A neutrophil activation signature predicts critical illness and mortality in COVID-19

Matthew L Meizlish  1 Alexander B Pine  2 Jason D Bishai  3   4 George Goshua  2 Emily R Nadelmann  5 Michael Simonov  6   7 C-Hong Chang  3 Hanming Zhang  3 Marcus Shallow  3 Parveen Bahel  8 Kent Owusu  9 Yu Yamamoto  6 Tanima Arora  6 Deepak S Atri  10 Amisha Patel  2 Rana Gbyli  2 Jennifer Kwan  3 Christine H Won  11 Charles Dela Cruz  11 Christina Price  12 Jonathan Koff  11 Brett A King  12 Henry M Rinder  2   8 F Perry Wilson  6 John Hwa  3 Stephanie Halene  2 William Damsky  7 David van Dijk  3 Alfred I Lee  2 Hyung J Chun  3
Affiliations

A neutrophil activation signature predicts critical illness and mortality in COVID-19

Matthew L Meizlish et al. Blood Adv. .

Abstract

Pathologic immune hyperactivation is emerging as a key feature of critical illness in COVID-19, but the mechanisms involved remain poorly understood. We carried out proteomic profiling of plasma from cross-sectional and longitudinal cohorts of hospitalized patients with COVID-19 and analyzed clinical data from our health system database of more than 3300 patients. Using a machine learning algorithm, we identified a prominent signature of neutrophil activation, including resistin, lipocalin-2, hepatocyte growth factor, interleukin-8, and granulocyte colony-stimulating factor, which were the strongest predictors of critical illness.
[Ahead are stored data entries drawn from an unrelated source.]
PR #259, opened 2023-02-20
Add news to LPB

andresriveratoro:
https://vajira.max.gov/browse/API-22680


app/api/v0/news.rb
```diff
@@ -0,0 +1,44 @@
+# frozen_string_literal: true
```
jw81, line 1: The structures of these URLs are interesting.
It looks like we'd be adding these new URLs ::
```
GET /v0/news (returns all NewsCategory records)
POST /v0/news/category (creates a new NewsCategory record)
POST /v0/news/item (creates a new NewsItem record for a related NewsCategory)
```

I guess I would maybe expect the URLs to look a bit more "RESTful".  Something more like this ::
```
GET /v0/news
POST /v0/news/categories (pluralized form of the resource)
POST /v0/news/categories/{category_identifier}/items (pluralized form of the resource and it's explicitly tied to a specific NewsCategory instance)
```

Definitely curious to see what you and @gileswells (and anyone else) think.

spec/api/v0/news_spec.rb
```diff
@@ -0,0 +1,12 @@
+# frozen_string_literal: true
```
jw81, line 1: Looks like we're also adding 2 new POST methods.  We'd def want to add some specs for those as well.

jw81 (changes requested):
I think there's probably some specs we still need to add for the new POST urls and there's prob some discussion to have around the structuring of the new URLs.  I left some comments in the PR around both topics.

jw81 (approved):

PR #264, opened 2023-03-27
API-24812 add okta app profile label

johnmweisz:
will add profile.label attribute to new Okta apps
https://vajira.max.gov/browse/API-24812


dbrown-va (approved):
This adds functionality to support a new access token claim being pursued for a user friendly App Name rather than the Okta client id.

The claim minting will be enabled separately under a future MR.

Pivot! will perform the existing client backfilling.

jw81 (approved):

PR #268, opened 2023-03-30
[API-23993] - Schema updates to support DevPortal IA changes

jw81:
Original Issue :: [API-23993](https://vajira.max.gov/browse/API-23993)

Adds the following columns to the `api_metadata` table
- `overview_page_content`
- `restricted_access_details`
- `restricted_access_toggle`
- `url_slug`

Adds the following column to the `api_categories` table
- `url_slug`


db/migrate/20230330194428_add_overview_page_content_to_api_metadata.rb
```diff
@@ -0,0 +1,5 @@
+class AddOverviewPageContentToApiMetadata < ActiveRecord::Migration[7.0]
+  def change
+    add_column :api_metadata, :overview_page_content, :text
```
gileswells, line 3: Any insights to be gained around `rails_admin` support for fields containing markdown?

gileswells (approved):
Why on earth did you do this as 5 migrations as opposed to 1? I mean it works so ✅ but seems odd. Had one question about handling markdown within `rails_admin`.

jw81:
> Why on earth did you do this as 5 migrations as opposed to 1? I mean it works so ✅ but seems odd. Had one question about handling markdown within `rails_admin`.

Haha, I like using the rails generators and AFAIK, the generators won't let you do things like add columns to multiple tables in a single shot.

PR #281, opened 2023-05-25
API-23996 Update Developer Portal to use url_slug

imcgonigle:
[Jira Ticket](https://vajira.max.gov/browse/API-23996?filter=-1)

This PR updates the seed data so that url-slugs are unique instead of  "default-slug". This is necessary for the Developer Portal function as expected.


Cgfor3 (approved):
:shipit:

gileswells (approved):

PR #287, opened 2023-06-30
Api 23999/api overview page

imcgonigle:
Tis PR finishes up API 23999 with the following changes.
- Adds missing "Getting access" content
- Fixes the API titles being used
- Adds the following new APIs
> - Notice of Disagreements
> - Supplemental Claims
> - Legacy Appeals API
> - Higher Level Reviews API
> - Appealable Issues API


jw81 (approved):
LGTM 👍

PR #288, opened 2023-07-01
Fix category url_slug fields

gileswells:
The logic in the `lpb:seedIAFieldValues` rake task for creating category url_slug values is wrong. This resolves that.


jw81 (approved):
LGTM 👍

PR #292, opened 2023-07-03
Update Higher Level Reviews in overview content rake task

imcgonigle:
This PR fixes a mistake I made in a previous PR.

In a earlier PR I was trying to change 'Higher Level Reviews API' to 'Higher-Level Reviews API' but I mistakenly changed the switch case to check for the updated name ("Higher-Level Reviews API"), which wasn't in the DB yet, instead of what was in the DB ("Higher Level Reviews API")


Cgfor3 (approved):
:shipit:

PR #301, opened 2023-07-19
[API-27989] - Enhance Security Alert GHA Workflow

jw81:
Original Issue :: [API-27989](https://jira.devops.va.gov/browse/API-27989)

- Adds logic to check for open Dependabot alerts
- Adds logic to check for open Secret Scanning alerts
- Adds logic to send a message to the ~`#team-okapi`~ `#team-okapi-alerts` Lighthouse Slack channel if an open alert is found


.github/workflows/notify-security-alerts.yml
```diff
@@ -20,8 +20,59 @@ jobs:
...
+        uses: slackapi/slack-github-action@v1.23.0
+        if: |
+          steps.check_for_code_scanning_alerts.outputs.security_alert_exists == 'true' ||
+          steps.check_for_dependabot_alerts.outputs.security_alert_exists == 'true' ||
+          steps.check_for_secret_scanning_alerts.outputs.security_alert_exists == 'true'
+        env:
+          SLACK_BOT_TOKEN: ${{ secrets.SLACK_API_TOKEN }}
+        with:
+          # This ID is for #team-okapi in Lighthouse Slack
+          channel-id: C01931CFMTQ
```
gileswells, line 58: I feel like we should create a #team-okapi-alerts channel rather than shoot this into our default channel. If there is something that we're seeing come up and it takes us a few days to actually be able to get to it we're going to have this post multiple times. Might make it a bit cluttered in a channel for collaboration.

gileswells (changes requested):
Consider changing the channel target.

.github/workflows/notify-security-alerts.yml
jw81: Ah, I did that because it was requested that all teams set this up to report to their respective `#team-X` channels in Lighthouse Slack.  

> _In further support of this ask, please set up a Slack alert which reports these to your #team- channel for all of your GitHub repositories._

[Reference](https://lighthouseva.slack.com/archives/CAZF880HW/p1689004091121079)

gileswells: I get that but I still think that `#team-okapi-alerts` is a fair way to do it especially if we make note in our main channel the presence of the second channel and cross reference an alert if it's something that's going to require a larger effort.

Like, if we manage it well, it should be fine. I'd prefer to go with an alerts channel but if they give push back then we can move it. More a preference but I know that this is going to be to satisfy an external requirement so it's more so up to them.

jw81: Fair enough.  We can try spinning up an alerts channel and sending the alerts there.  We can always point it back to our main channel if they really insist upon that.

jw81: Created the new `#team-okapi-alerts` Slack channel and changed the workflow to send to that new channel.

gileswells (approved):

PR #304, opened 2023-07-25
[API-28380] - remove old codeql configuration

jw81:
Original Issue :: [API-28380](https://jira.devops.va.gov/browse/API-28380)

- removes old Codeql configuration so it can be replaced by the new configuration
  - A [previous PR](https://github.com/department-of-veterans-affairs/lighthouse-platform-backend/pull/282) attempted to do this in one shot, but that build won't go green because it references back to the old CodeQl config that lives in Master.  So let's just remove this old config and immediately replace it with the new one in a followup PR.


Cgfor3 (approved):
👍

Evidence of neutrophil activation was present on the first day of hospitalization in patients who would only later require transfer to the intensive care unit, thus preceding the onset of critical illness and predicting increased mortality. In the health system database, early elevations in developing and mature neutrophil counts also predicted higher mortality rates. Altogether, these data suggest a central role for neutrophil activation in the pathogenesis of severe COVID-19 and identify molecular markers that distinguish patients at risk of future clinical decompensation.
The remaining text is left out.